(Recorded data)
++++++++

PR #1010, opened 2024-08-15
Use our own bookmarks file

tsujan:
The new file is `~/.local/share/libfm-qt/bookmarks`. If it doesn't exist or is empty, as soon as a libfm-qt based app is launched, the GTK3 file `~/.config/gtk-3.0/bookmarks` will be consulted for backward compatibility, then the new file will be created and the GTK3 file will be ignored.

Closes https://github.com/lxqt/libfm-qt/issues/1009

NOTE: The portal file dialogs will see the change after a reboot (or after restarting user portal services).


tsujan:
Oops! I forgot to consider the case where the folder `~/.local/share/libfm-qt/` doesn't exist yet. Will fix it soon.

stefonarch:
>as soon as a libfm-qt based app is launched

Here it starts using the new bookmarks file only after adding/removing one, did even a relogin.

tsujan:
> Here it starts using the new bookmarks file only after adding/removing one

++++++++

* Activity
Which lines in the records above include the word "starts"? Copy them out.

* Worked solution
Here it starts using the new bookmarks file only after adding/removing one, did even a relogin.
> Here it starts using the new bookmarks file only after adding/removing one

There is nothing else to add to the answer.